A month after the British people voted to leave the EU, difficulties for the pharmaceutical industry and risks in future investments have arisen.
In fact, more than 50 leaders in the pharmaceutical industry, including the CEO of GlaxoSmithkline (GSK), have expressed their concern about Brexit—as it could result in regulatory and business upheaval.
Since the UK government decided to invoke Article 50 of the Lisbon Treaty in the fall of 2016, the country has two years to wrap up its 43-year old affair with the EU. For now, the relationship will continue as normal, but experts argue a two-year negotiation process is too short, adding risk to the future of the pharmaceutical industry.
A Critical Element of the UK Economy
The pharmaceutical sector makes an enormous contribution to the UK’s economy when considering productivity measured in Gross Value Added (GVA). The industry has generated over 180,000 jobs, with revenue of over US $80M per year—not to mention the benefits of having 51% of its products made available across the EU.
Experts raise concern that the decision to leave the EU will lead to consequences in five areas: research and development, intellectual property rights (IPR), market access, regulatory impacts, and access to talent.
One thing’s for certain: Brexit will have an impact on research and development, as the United Kingdom has benefited from the research funding given by the European Research Council.
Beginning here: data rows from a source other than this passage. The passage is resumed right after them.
PR #2698, opened 2023-06-23
`Trusted Entitlements`: update handling of 304 responses

NachoSoto:
### Changes:
- `ETagManager` no longer stores the verification mode
- Created new `VerifiedHTTPResponse`, which has the `VerificationResult`, extracted from `HTTPResponse`
- Removed `VerificationResult.from(cache:response:)`
- Changed `SignatureVerificationHTTPClientTests` to test using the real `ETagManager`, so they become more "end to end" unit tests. A lot of them were relying on implementation details of the mock instead of the real `ETagManager`.
- Removed several `HTTPClient` tests that were checking a behavior that was impossible (for example, no verification result despite it being enabled), or that checked behavior based on the cached `VerificationResult`

Depends on #2679 and #2697.

### DIFF
--- a/Sources/Networking/HTTPClient/ETagManager.swift
+++ b/Sources/Networking/HTTPClient/ETagManager.swift
@@ -21,27 +21,23 @@ class ETagManager {
     static let eTagResponseHeaderName = HTTPClient.ResponseHeader.eTag.rawValue
 
     private let userDefaults: SynchronizedUserDefaults
-    private let verificationMode: Signing.ResponseVerificationMode
 
-    convenience init(verificationMode: Signing.ResponseVerificationMode) {
+    convenience init() {
         self.init(
             userDefaults: UserDefaults(suiteName: Self.suiteName)
             // This should never return `nil` for this known `suiteName`,
             // but `.standard` is a good fallback anyway.
-            ?? UserDefaults.standard,
-            verificationMode: verificationMode
+            ?? UserDefaults.standard
         )
     }
 
-    init(userDefaults: UserDefaults, verificationMode: Signing.ResponseVerificationMode) {
+    init(userDefaults: UserDefaults) {
         self.userDefaults = .init(userDefaults: userDefaults)
-        self.verificationMode = verificationMode
     }
 
     /// - Parameter withSignatureVerification: whether the request contains a nonce.
     func eTagHeader(
         for urlRequest: URLRequest,
-        withSignatureVerification: Bool,
         refreshETag: Bool = false
     ) -> [String: String] {
         func eTag() -> (tag: String, date: String?)? {
@@ -51,28 +47,12 @@ class ETagManager {
                 return nil
             }
 
-            let shouldUseETag = (
-                !withSignatureVerification ||
-                self.shouldIgnoreVerificationErrors ||
-                storedETagAndResponse.verificationResult == .verified
-            )
+            Logger.verbose(Strings.etag.using_etag(urlRequest,
+                                                   storedETagAndResponse.eTag,
+                                                   storedETagAndResponse.validationTime))
 
-            if shouldUseETag {
-                Logger.verbose(Strings.etag.using_etag(urlRequest,
-                                                       storedETagAndResponse.eTag,
-                                                       storedETagAndResponse.validationTime))
-
-                return (tag: storedETagAndResponse.eTag,
-                        date: storedETagAndResponse.validationTime?.millisecondsSince1970.description)
-            } else {
-                Logger.verbose(Strings.etag.not_using_etag(
-                    urlRequest,
-                    storedETagAndResponse.verificationResult,
-                    needsSignatureVerification: withSignatureVerification
-
-                ))
-                return nil
-            }
+            return (tag: storedETagAndResponse.eTag,
+                    date: storedETagAndResponse.validationTime?.millisecondsSince1970.description)
         }
 
         let (etag, date) = eTag() ?? ("", nil)
@@ -166,13 +146,12 @@ private extension ETagManager {
                                              response: HTTPResponse<Data?>,
                                              eTag: String) {
         if let data = response.body {
-            if response.shouldStore(ignoreVerificationErrors: self.shouldIgnoreVerificationErrors) {
+            if response.shouldStore() {
                 self.storeIfPossible(
                     Response(
                         eTag: eTag,
                         statusCode: response.statusCode,
-                        data: data,
-                        verificationResult: response.verificationResult
+                        data: data
                     ),
                     for: request
                 )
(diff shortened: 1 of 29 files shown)


Sources/Networking/HTTPClient/HTTPClient.swift
```diff
@@ -253,7 +253,7 @@ private extension HTTPClient {
                request: Request,
                urlRequest: URLRequest,
                data: Data?,
-               error networkError: Error?) -> HTTPResponse<Data>.Result? {
+               error networkError: Error?) -> VerifiedHTTPResponse<Data>.Result? {
```
tonidero, line 256: Hmm I find a bit confusing that the `parse` returns a `VerifiedHTTPResponse`... As in, if verification is disabled, we would still return a `VerifiedHttpResponse`, but it wouldn't be verified right? 

I was trying to think of other names like `HttpResponseWithVerificationResult` but not sure... Thoughts?

NachoSoto: Yeah I agree, I thought of the same, but I think if you consider the fact that “not requested” is a type of verification result, this name might be consistent?

Sources/Networking/HTTPClient/HTTPClient.swift
```diff
@@ -262,36 +262,55 @@ private extension HTTPClient {
...
-            .mapToResponse(response: httpURLResponse,
-                           request: request.httpRequest,
-                           signing: self.signing(for: request.httpRequest),
-                           verificationMode: request.verificationMode)
+            .success(data)
+            .mapToResponse(response: httpURLResponse, request: request.httpRequest)
+            // Fetch from ETagManager if available
             .map { (response) -> HTTPResponse<Data>? in
-                guard let cachedResponse = self.eTagManager.httpResultFromCacheOrBackend(
+                return self.eTagManager.httpResultFromCacheOrBackend(
```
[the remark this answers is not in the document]
NachoSoto: > This might be ok though... if we receive a 304 on a request that already failed to verify, it makes sense that it still fails to verify

Yeah 👍🏻 
Although as discussed this has to change again.

Sources/Networking/HTTPClient/HTTPResponse.swift
```diff
@@ -14,48 +14,108 @@
...
+
+}
+
+struct HTTPResponse<Body: HTTPResponseBody>: HTTPResponseType {
+
+    var statusCode: HTTPStatusCode
     var responseHeaders: HTTPClient.ResponseHeaders
     var body: Body
     var requestDate: Date?
-    var verificationResult: VerificationResult
```
NachoSoto, line 28: This is removed from `HTTPResponse` now, so it no longer defaults to `.notRequested`.

Sources/Networking/HTTPClient/HTTPResponse.swift
```diff
@@ -14,48 +14,108 @@
...
 }
 
-extension HTTPResponse {
+// MARK: - Extensions
+
+extension HTTPResponseType {
 
     /// Equivalent to `HTTPURLResponse.value(forHTTPHeaderField:)`
     /// In keeping with the HTTP RFC, HTTP header field names are case-insensitive.
-    func value(forHeaderField field: String) -> String? {
```
NachoSoto, line 58: A nice refactor here: this is now defined on the protocol `HTTPResponseType` so it's available for both response types.
Also no longer accepting any `String`, enforcing that we use this only with `HTTPClient.ResponseHeader`s and not `HTTPClient.RequestHeader`s

Sources/Security/VerificationResult.swift
```diff
@@ -72,31 +72,16 @@ extension VerificationResult: DefaultValueProvider {
 
 }
 
-extension VerificationResult {
+extension VerificationResult: CustomDebugStringConvertible {
 
-    /// - Returns: the most restrictive ``VerificationResult`` based on the cached verification and
-    /// the response verification.
-    static func from(cache cachedResult: Self, response responseResult: Self) -> Self {
```
NachoSoto, line 79: This is gone 🎉

NachoSoto:
This is ready again 🎉

Sources/Networking/HTTPClient/ETagManager.swift
```diff
@@ -150,6 +143,14 @@ private extension ETagManager {
         responseCode == .notModified
     }
 
+    func shouldUseETag(_ response: Response, withSignatureVerification: Bool) -> Bool {
+        switch response.verificationResult {
+        case .verified: return true
+        case .notRequested: return !withSignatureVerification
```
tonidero, line 149: In Android, what we do, is that, when we detect that the cached customer info has a `NOT_REQUESTED` verification result and signature verification is enabled (with either informational or enforced), we clear both the customer info cache and the etag cache. I believe we do the same in iOS. Shouldn't that mean this shouldn't happen?

tonidero: Oh well, I guess that would only work for the customer info endpoint... There could be edge cases where this might not be tru for other verified endpoints. Will implement this in Android 👍

Sources/Networking/HTTPClient/HTTPResponse.swift
```diff
@@ -14,48 +14,108 @@
...
+            requestDate: \(self.requestDate?.description ?? "<>")
+        )
+        """
+    }
+
+}
+
+// MARK: - VerifiedHTTPResponse
+
+struct VerifiedHTTPResponse<Body: HTTPResponseBody>: HTTPResponseType {
```
tonidero, line 67: In Android, I'm still keeping only the `HTTPResponse` object (in android that's `HTTPResult`. In Android, that's created within the `ETagManager`, (which I admit, it's a weird responsibility to have there), but we don't need to default to `NOT_REQUESTED`.

tonidero (approved):
Everything makes sense!

Sources/Networking/HTTPClient/ETagManager.swift
tonidero: Done in https://github.com/RevenueCat/purchases-android/pull/1114

Sources/Networking/HTTPClient/HTTPResponse.swift
NachoSoto: I kept this refactor cause it made things cleaner on iOS.

Sources/Networking/HTTPClient/ETagManager.swift
```diff
@@ -150,6 +143,14 @@ private extension ETagManager {
...
+        case .failed, .verifiedOnDevice: return false
```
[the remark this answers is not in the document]
NachoSoto: Correct. Let me add a comment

Cutting ties will jeopardize the probability of winning grants from the ERC, as well as continuing important UK-European collaborations.
For business owners, Brexit creates immediate challenges in the area of drug regulation. The European Medicines Agency (EMA)—the EU’s equivalent of U.S Food and Drug Administration which approves treatment for EU countries—will have to be relocated, since an EU agency cannot be outside the union. Once relocated, the UK pharma industry will have to develop its own domestic regulatory system.
Another setback: UK’s pharmaceutical workforce may take a hit if immigration laws are changed. In addition, rumors have emerged that top EU pharma executives are declining offers from UK companies and are instead looking to serve big US and European companies.
The Positive Side
There is a possibility that the UK’s pharmaceutical industry could be successful outside the union—just like Canada, Switzerland, and Israel. The country will have greater control of its budget, and could secure more regulatory freedom by building its own regulatory body. In addition, they could prioritize a greater interest in medicinal approvals.
Time Will Tell
The future of the UK’s pharmaceutical industry will only become clear as time passes. This might not be the outcome industry leaders wanted, but as Steve Bates— CEO of the UK Bio Industry Association (BIA)—has said, the UK life science industry is a “resilient community, unfazed by challenges.” Much of what will happen depends on the appointed officials, and how industry leaders will work closely with the government.